-- MATERIAL PROVIDED follows --

PR #6112, opened 2025-05-31
Add `_compute_3d` for hypervolume computation

shmurai:
## Motivation
`_compute_hv` has room of improvement on 3D points.

## Description of the changes
I implemented a dedicated function for 3D points (`_compute_3d`)

### DIFF
--- a/optuna/_hypervolume/wfg.py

-- MATERIAL PROVIDED concluded --

» **ACTION ITEM**
Write out exactly the lines that run from the one containing "I implemented a" to the end of the records, both end lines included.

» **EXERCISE SOLUTION**
I implemented a dedicated function for 3D points (`_compute_3d`)

### DIFF
--- a/optuna/_hypervolume/wfg.py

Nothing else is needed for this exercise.